Bagging a green vote. The fascinating thing about the Tasmanian State election is that almost certainly there will not be a winner. While the Liberal Party looks like easily getting the most primary votes it is unlikely to win the 13 seats it needs to govern in its own right from the five electorates which each return five members. Labor, although likely to record one of its lowest votes in history, is still favoured by the market to continue in office with some kind of support from the Tasmania Greens.

It is bound to be a very unstable arrangement because on forestry matters, the preservation of which is the fundamental issue for the Greens, Labor parliamentarians cannot do a deal without splitting their own party. As for the Liberals they will not even countenance talking with the dreaded Greens.

The best the Liberals can come up with is to attempt to lure a few potential environmentally concerned voters to their side by raising the spectre of government chaos if they do not manage a majority in their own right and by tossing in a few green policies of their own. So it was that yesterday leader Will Hodgman promised plastic bags would be banned within two years if he wins power in March. In a Liberal Tasmania shoppers would be able only to use biodegradable plastic bags, re-usable or paper bags.

Naturally Mr Hodgman dismissed suggestions that the announcement, and another Liberal policy to resurrect the axed Department of Environment, Parks, Heritage and the Arts, was an attempt to grab the green vote.

“This is mainstream, sensible policy,” the Hobart Mercury quotes him as saying. “There are all sorts of reasons why this sort of policy is about delivering practical outcomes, protecting our waterways. “The Greens don’t have a monopoly on environmental policy.”

Protecting the pizza. It won’t be long now before the European Union starts attacking your local pizza parlour for using the word Neapolitan to describe its offerings. The pizza producers of Naples this week succeeded in getting their local speciality given the Traditional Speciality Guaranteed label by the EU bureaucrats. The label is designed to stop pesky outsiders from using the word Neapolitan unless their product is vetted by a special commission that will check standards. These include using only San Marzano tomatoes and fresh buffalo mozzarella cheese.

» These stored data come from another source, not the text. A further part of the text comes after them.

PR #4130, opened 2024-07-22
Update Orange Guidance Tomestone to 1.9.0

anna-is-cute:
nofranz

This update adds support for the "phantom" players performing an emote you can see in some Souls games when viewing a message.

To facilitate this, the plugin sends the equipment model information, weapon model information, and full customise array of the player to the server, where it is stored with the message data. Deleting the message (or the account associated with it) deletes the data. This is explained fully in a new data/privacy section in the settings.

As before, accounts have no PII anyway, so this cannot be used to tie any identity to any message.

I have tested spawning these phantom characters with random data for the customise array and all model information, and due to the normalise function being called, I cannot cause the game to crash. The characters are spawned and explicitly marked as BattleNpcs and set untargetable.

As far as I understand it, this should all be above board and safe.

### DIFF
--- a/stable/OrangeGuidanceTomestone/manifest.toml
+++ b/stable/OrangeGuidanceTomestone/manifest.toml
@@ -1,9 +1,10 @@
 [plugin]
 repository = 'https://git.anna.lgbt/anna/OrangeGuidanceTomestone.git'
-commit = 'c65ff3837854c2494344d6e6130f3111dca0402a'
+commit = 'e789a2e7666dcab9ae098018bc86e1e615dcb13d'
 owners = [ 'anna-is-cute' ]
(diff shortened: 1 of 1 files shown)


philpax (approved):
Looks good! There was some concern raised amongst the review team that spawning a battle character might pose some risk, but it looks like you've tested it sufficiently. I trust you'll keep an eye on this in future :slightly_smiling_face: 

Cool feature, though. Looking forward to seeing what people think!

anna-is-cute:
> spawning a battle character might pose some risk

Not as far as I can tell, but if there's any feedback in the Discord about it being a problem, let me know and I'll try to fix it.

South Australian Labor Shouldn’t be Too Worried. SA Premier Mike Rann should not be too worried that the Adelaide Advertiser‘s latest opinion p0ll shows the election race getting closer. The biggest problem for a long term government often is the public perception that it will win easily. The Tiser poll now has the gap on a two party preferred basis closing from 14 points to four — 52 Labor to 48 Liberal.

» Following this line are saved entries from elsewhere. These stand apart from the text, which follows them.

PR #4149, opened 2024-07-24
Update Orange Guidance Tomestone to 1.10.0

anna-is-cute:
Fix face emotes causing phantoms to A-pose, and add support for changing vfx opacity and intensity.


philpax (approved):
Figured you'd want to know that people are really enjoying the ghosts, btw. Nice work!

PR #4195, opened 2024-07-28
MacroMate 1.0.14.0

grittyfrog:
Changes:

- Newly created macros will now be 'Always Linked' by default (previously all conditions were added)
- Added a new button to add all conditions
- Improved Help window with importable examples and formatting fixes

Bugfixes:

- Fix initial size of macro window being too small
- Fix macro name width with high global font scale
- Fix padding with high global font scale
- Fix condition editor button alignment


philpax (approved):
thought that tutorial was a GPT prompt at first

PR #4280, opened 2024-08-03
Chatter Updated to v1.2.0--events

jlkeesey:
Added support for timed events.

* Timed events are groups that can be started from the main panel and will automatically stop or deactivate when the time runs out. This can be used for short events like Eternal Bonding ceremonies.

I am not aware of the track record of these polls, which have a relatively small sample size of 539 voters, but that there has been some narrowing of the gap was suggested by the speed with which Labor moved to defuse the controversy over internet blogging.

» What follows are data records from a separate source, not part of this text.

PR #4375, opened 2024-08-13
[Testing] Item Use 0.9.0.0

PunishedPineapple:
This is a simple new plugin that shows icons on the top right of your item information to indicate when an item is used for grand company deliveries and levequests, as well as to make it faster to see when they are crafting materials or aquarium fish than looking through the item description.  You can set which categories of items you want indicated, and you can have them be either separate icons for each category, or one single icon just to show that the item is "useful".  The primary use case is quickly seeing which gear/food/fish/mats have value, and which are likely to just be desynth fodder or vendor trash without having to look anything up outside of the game.

If you run into any general issues or find that an item is not being flagged correctly, please create an issue on this plugin's Github repo.

Current Limitations:
- You have to manually set your GC in the configuration window if you want your GC icon to be the Adders or Immortal Flames.
- The icon for levequests is a die instead of the leve plate icon (dice seemed the closest thing available to cards).

Planned and Potential Features:
- Showing on which jobs using an equipment coffer will produce an item used for levequests or GC turn-ins.  This requires a lot of manual data entry, so when it is added, it will not be available for all coffers at once.
- Highlighting the "Crafting Material" and "[Suitable for display in aquariums...]" text in different colors as an alternative to icons.


philpax:
I notice that `URLLink` will call `Process.Start` on whatever "URL" is passed to it, which is quite scary. I can't find any use of the function within the repository, but I'd suggest validating the URL being passed into the function to make sure it's a valid URL and can't be used maliciously.

philpax (approved):

philpax:
@sersorrel tested this and had this to say:
> ItemUse loads, it puts the icons in the tooltip like it says it will, the settings work fine
> it produces a couple of **exceptionally long** xllog messages on load ("Loaded GC item IDs:" etc.)

Consider cleaning that up at your convenience, but that's good enough to merge now!

PunishedPineapple:
> I notice that `URLLink` will call `Process.Start` on whatever "URL" is passed to it, which is quite scary. I can't find any use of the function within the repository, but I'd suggest validating the URL being passed into the function to make sure it's a valid URL and can't be used maliciously.

@philpax To be honest, the file that this is in was just copy-pasted from a previous plugin as-is and did not remove any unused functions.  I will take it out for the next release, since it has no use here really, although I should go back and fix it for the other plugins that *do* use it at some point.

As for the long log messages, they should only be present on verbose and debug log levels, but I can replace some of them with other ways of seeing what got loaded.

Anyway, thank you (and anyone else that looked over it) for your time reviewing this plugin.

PunishedPineapple:
Actually @philpax, sorry to ping you again, but looking at the URL issue, I see that Dalamud provides a function to open links (`Dalamud.Utility.Util.OpenLink`) and I was just going to switch to calling that.  However, it seems it also naively just executes the provided "URL", so idk if anyone wants to add validation to that function in Dalamud or not.

philpax:
Thanks, I've mentioned it in Discord. That should probably be fixed!

KazWolfe:
> However, it seems it also naively just executes the provided "URL", so idk if anyone wants to add validation to that function in Dalamud or not.

This has been known and will be addressed in a future release of Dalamud. For now, it's up to the plugin developer to handle any link resolution and cleanup accordingly. Unfortunately there's no simple way to tell Windows "open this in the default browser specifically", so we're left dealing with this.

A little warning from Treasury. It is unusual for the Paris-based OECD to make a comment about one of its member countries without having the view vetted first by the member’s own officials. Thus we can perhaps conclude that there is within the Treasury in Canberra a growing concern about Labor’s national broadband roll out. The Australian this morning had the head of the Organisation for Economic Co-operation and Development’s Australia desk, Claude Giorno, calling on the Rudd government to apply more rigorous cost-benefit analysis to its infrastructure spending, including the $43 billion broadband network. The paper quoted Mr Giorno saying “questions need to be answered” about the network because of the amount of spending involved and the apparent lack of any cost-benefit analysis.